Instructions to follow:
Gather every line in the records below that contains the word "macOS".

Saved entries:
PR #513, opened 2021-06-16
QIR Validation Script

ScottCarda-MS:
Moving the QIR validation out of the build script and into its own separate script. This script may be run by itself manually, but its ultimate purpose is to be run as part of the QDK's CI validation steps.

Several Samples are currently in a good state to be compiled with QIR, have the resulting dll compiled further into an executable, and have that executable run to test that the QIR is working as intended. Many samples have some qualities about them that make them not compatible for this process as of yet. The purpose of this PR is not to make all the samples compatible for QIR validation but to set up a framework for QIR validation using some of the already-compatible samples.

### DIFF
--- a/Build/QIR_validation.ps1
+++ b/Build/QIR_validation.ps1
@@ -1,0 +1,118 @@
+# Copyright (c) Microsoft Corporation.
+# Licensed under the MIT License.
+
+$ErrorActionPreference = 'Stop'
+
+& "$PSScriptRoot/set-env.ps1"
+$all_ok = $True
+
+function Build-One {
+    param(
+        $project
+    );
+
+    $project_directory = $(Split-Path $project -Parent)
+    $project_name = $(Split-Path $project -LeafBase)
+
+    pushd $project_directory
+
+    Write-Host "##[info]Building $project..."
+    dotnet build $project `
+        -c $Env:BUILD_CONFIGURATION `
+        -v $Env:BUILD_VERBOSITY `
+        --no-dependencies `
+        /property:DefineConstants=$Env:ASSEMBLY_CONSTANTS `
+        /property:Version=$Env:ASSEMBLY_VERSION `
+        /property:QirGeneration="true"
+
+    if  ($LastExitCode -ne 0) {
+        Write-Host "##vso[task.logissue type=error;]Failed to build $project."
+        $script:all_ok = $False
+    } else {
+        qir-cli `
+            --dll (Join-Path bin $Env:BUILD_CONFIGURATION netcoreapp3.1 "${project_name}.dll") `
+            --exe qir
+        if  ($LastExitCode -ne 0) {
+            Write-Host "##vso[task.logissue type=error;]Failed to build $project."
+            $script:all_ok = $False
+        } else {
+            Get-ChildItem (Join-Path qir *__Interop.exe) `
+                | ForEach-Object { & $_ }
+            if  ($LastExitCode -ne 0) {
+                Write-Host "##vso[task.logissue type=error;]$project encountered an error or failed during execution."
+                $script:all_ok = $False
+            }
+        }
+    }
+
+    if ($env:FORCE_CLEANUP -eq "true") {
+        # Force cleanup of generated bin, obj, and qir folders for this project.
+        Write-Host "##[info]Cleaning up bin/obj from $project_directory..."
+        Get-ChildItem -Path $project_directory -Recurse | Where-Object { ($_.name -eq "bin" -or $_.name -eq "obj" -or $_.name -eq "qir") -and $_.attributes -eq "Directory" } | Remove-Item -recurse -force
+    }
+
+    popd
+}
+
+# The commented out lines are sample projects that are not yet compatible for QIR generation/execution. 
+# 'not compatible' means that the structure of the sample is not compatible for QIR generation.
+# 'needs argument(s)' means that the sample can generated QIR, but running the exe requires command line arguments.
* * *
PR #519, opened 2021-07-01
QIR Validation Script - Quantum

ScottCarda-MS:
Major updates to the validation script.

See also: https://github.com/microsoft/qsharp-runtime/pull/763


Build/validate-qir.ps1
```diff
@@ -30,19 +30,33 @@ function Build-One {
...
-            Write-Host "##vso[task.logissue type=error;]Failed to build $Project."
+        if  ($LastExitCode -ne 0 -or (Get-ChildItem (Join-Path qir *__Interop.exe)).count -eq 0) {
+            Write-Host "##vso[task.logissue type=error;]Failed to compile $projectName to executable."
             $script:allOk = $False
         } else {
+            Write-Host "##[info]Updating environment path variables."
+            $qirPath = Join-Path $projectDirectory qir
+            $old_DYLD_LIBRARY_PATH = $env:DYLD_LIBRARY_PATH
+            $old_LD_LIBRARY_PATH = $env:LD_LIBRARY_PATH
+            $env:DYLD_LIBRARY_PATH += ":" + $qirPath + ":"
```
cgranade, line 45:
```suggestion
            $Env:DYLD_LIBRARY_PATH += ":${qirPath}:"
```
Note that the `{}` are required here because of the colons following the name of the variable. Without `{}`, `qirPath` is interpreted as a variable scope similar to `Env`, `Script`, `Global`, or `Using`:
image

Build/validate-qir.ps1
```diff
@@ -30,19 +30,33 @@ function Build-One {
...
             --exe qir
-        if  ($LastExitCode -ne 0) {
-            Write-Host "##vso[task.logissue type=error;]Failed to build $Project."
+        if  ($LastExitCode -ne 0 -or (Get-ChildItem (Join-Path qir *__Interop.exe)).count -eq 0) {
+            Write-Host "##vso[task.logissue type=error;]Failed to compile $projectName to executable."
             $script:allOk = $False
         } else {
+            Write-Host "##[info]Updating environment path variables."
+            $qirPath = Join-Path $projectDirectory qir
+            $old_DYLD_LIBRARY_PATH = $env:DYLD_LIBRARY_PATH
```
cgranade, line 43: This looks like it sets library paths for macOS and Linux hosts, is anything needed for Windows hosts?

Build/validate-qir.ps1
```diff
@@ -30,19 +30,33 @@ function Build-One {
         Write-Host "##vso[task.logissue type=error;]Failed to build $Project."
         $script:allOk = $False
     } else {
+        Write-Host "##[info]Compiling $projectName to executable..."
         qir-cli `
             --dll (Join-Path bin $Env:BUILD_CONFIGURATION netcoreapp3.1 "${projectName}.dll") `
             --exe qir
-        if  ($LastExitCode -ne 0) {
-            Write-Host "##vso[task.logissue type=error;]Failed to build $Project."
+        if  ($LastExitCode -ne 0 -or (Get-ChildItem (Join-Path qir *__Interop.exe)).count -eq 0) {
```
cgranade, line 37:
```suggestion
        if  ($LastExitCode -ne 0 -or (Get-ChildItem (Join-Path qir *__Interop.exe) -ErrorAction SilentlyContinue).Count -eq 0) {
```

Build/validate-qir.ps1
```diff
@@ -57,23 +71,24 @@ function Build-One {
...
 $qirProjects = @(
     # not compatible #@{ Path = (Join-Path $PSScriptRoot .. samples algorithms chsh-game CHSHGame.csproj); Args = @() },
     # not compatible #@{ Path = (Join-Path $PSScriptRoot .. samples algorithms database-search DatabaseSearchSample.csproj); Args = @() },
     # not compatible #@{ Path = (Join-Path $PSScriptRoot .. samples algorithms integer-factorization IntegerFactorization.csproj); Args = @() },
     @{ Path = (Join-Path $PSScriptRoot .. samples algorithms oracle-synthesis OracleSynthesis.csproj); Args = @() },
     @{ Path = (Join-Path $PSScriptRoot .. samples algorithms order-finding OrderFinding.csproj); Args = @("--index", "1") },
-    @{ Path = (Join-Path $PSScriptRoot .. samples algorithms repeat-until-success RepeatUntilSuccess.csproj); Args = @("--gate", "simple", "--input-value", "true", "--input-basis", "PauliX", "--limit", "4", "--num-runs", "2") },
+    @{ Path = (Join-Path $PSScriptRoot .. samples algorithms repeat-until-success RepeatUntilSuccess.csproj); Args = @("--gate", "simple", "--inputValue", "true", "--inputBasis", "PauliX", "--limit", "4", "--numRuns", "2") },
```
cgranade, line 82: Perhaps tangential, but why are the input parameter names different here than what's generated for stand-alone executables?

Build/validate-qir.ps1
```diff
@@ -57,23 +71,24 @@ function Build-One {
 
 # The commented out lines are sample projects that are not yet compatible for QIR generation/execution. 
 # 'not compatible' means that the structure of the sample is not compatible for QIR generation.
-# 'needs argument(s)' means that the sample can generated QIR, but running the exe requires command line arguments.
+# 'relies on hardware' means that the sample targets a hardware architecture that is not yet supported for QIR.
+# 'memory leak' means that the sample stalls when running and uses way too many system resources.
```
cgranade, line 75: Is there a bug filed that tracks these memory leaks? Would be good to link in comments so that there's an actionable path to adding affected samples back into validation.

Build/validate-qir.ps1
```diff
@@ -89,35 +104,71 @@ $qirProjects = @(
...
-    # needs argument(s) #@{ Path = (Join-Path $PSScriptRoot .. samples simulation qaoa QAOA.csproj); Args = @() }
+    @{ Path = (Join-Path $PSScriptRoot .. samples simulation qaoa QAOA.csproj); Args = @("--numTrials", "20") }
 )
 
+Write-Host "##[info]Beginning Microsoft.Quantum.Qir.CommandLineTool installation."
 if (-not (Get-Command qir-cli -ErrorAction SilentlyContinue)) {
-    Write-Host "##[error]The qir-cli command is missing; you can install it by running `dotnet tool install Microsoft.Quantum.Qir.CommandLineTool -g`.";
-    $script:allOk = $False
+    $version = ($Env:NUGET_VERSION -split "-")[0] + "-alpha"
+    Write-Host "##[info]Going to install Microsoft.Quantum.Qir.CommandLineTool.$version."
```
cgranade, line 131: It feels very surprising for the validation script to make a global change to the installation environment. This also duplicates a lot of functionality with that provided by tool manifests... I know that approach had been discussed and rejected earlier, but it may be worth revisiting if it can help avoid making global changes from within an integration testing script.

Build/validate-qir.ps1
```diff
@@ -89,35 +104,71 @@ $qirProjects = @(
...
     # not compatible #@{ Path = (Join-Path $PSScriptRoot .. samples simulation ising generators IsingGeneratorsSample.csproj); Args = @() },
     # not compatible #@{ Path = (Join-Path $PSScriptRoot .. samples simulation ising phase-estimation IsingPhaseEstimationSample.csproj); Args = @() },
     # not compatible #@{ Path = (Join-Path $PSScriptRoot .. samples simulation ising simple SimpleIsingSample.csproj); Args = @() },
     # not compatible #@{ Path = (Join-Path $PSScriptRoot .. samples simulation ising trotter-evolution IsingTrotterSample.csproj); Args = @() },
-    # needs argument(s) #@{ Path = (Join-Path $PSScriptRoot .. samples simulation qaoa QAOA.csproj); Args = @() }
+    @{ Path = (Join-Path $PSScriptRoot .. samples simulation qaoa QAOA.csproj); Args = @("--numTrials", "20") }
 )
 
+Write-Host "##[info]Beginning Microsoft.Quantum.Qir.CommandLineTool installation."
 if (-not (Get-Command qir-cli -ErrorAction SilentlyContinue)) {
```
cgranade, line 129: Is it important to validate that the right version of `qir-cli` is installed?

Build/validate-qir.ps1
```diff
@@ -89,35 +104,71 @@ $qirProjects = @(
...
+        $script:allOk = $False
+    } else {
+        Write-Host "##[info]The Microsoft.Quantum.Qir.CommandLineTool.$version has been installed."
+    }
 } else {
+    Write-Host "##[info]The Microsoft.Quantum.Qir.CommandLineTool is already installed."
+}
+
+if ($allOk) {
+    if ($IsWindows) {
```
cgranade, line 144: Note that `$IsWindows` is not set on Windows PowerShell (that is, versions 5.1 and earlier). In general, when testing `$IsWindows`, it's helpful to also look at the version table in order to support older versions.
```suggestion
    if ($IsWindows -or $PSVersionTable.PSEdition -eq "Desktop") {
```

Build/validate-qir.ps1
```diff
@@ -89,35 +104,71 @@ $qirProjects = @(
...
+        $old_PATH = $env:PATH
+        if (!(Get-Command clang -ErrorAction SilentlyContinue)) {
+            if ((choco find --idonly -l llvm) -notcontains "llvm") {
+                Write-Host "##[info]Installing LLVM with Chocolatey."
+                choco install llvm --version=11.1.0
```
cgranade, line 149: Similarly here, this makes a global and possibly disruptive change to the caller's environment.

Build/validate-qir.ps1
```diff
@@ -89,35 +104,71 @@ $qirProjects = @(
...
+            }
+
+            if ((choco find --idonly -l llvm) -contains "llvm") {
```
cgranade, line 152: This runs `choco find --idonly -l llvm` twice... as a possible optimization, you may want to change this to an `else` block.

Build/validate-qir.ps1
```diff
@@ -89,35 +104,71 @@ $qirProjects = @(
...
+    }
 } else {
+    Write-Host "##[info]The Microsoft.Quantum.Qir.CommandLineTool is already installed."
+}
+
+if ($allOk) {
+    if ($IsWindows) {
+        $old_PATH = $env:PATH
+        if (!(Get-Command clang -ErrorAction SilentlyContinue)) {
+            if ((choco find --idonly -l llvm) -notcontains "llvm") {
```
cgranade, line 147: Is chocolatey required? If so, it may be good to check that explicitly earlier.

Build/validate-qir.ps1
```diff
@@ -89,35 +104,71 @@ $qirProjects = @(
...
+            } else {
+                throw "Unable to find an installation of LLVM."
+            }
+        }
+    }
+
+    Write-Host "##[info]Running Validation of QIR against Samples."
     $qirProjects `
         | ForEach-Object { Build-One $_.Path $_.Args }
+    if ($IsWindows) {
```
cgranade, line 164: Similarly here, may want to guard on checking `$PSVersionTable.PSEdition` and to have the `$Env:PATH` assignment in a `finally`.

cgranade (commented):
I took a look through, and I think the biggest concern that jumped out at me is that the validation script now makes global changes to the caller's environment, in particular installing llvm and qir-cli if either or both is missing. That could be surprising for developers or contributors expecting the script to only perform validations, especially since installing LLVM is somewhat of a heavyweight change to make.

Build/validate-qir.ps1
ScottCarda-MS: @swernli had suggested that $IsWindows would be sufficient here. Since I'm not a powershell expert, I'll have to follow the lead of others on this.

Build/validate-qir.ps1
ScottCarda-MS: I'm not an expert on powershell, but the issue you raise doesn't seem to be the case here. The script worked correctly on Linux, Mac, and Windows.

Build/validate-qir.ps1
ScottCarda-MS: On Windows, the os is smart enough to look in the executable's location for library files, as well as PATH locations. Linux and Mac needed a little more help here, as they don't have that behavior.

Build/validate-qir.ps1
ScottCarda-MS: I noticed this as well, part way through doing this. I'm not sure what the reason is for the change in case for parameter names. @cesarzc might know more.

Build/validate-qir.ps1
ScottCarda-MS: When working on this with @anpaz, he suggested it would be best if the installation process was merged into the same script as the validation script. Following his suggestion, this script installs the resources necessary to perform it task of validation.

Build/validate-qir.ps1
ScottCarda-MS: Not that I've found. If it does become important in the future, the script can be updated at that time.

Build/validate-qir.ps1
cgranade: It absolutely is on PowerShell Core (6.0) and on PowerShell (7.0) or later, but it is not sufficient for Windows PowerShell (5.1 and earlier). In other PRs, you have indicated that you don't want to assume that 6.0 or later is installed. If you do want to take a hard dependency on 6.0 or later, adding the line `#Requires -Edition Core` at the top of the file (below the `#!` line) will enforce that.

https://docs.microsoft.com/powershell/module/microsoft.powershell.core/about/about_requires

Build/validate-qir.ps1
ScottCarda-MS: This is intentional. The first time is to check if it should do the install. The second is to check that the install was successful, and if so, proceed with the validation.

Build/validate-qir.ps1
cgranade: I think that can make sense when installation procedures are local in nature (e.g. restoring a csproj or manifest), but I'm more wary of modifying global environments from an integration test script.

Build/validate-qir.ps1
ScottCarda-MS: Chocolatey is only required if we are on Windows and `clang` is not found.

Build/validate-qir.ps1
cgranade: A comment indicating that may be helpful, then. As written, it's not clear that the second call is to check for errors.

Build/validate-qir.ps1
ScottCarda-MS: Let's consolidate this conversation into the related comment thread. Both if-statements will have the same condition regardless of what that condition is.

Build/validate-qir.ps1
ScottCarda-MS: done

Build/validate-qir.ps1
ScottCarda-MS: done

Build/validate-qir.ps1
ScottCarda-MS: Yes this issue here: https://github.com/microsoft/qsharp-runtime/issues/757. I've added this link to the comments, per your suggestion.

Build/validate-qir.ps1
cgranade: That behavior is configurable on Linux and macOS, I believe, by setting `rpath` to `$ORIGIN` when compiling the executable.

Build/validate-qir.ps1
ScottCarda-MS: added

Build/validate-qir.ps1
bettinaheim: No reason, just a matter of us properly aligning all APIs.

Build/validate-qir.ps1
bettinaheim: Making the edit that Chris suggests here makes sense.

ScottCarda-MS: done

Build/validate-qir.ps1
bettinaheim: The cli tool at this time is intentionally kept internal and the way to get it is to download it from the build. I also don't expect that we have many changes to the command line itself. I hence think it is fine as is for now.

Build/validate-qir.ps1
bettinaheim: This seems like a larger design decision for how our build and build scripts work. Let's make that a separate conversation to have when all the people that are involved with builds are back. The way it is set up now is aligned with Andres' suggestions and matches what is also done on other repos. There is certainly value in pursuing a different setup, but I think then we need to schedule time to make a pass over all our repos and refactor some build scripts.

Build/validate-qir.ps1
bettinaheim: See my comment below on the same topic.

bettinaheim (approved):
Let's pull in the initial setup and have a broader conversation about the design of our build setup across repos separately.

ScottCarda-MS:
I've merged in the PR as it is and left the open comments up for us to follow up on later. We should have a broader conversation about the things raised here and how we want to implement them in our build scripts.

Response:
cgranade, line 43: This looks like it sets library paths for macOS and Linux hosts, is anything needed for Windows hosts?
cgranade: That behavior is configurable on Linux and macOS, I believe, by setting `rpath` to `$ORIGIN` when compiling the executable.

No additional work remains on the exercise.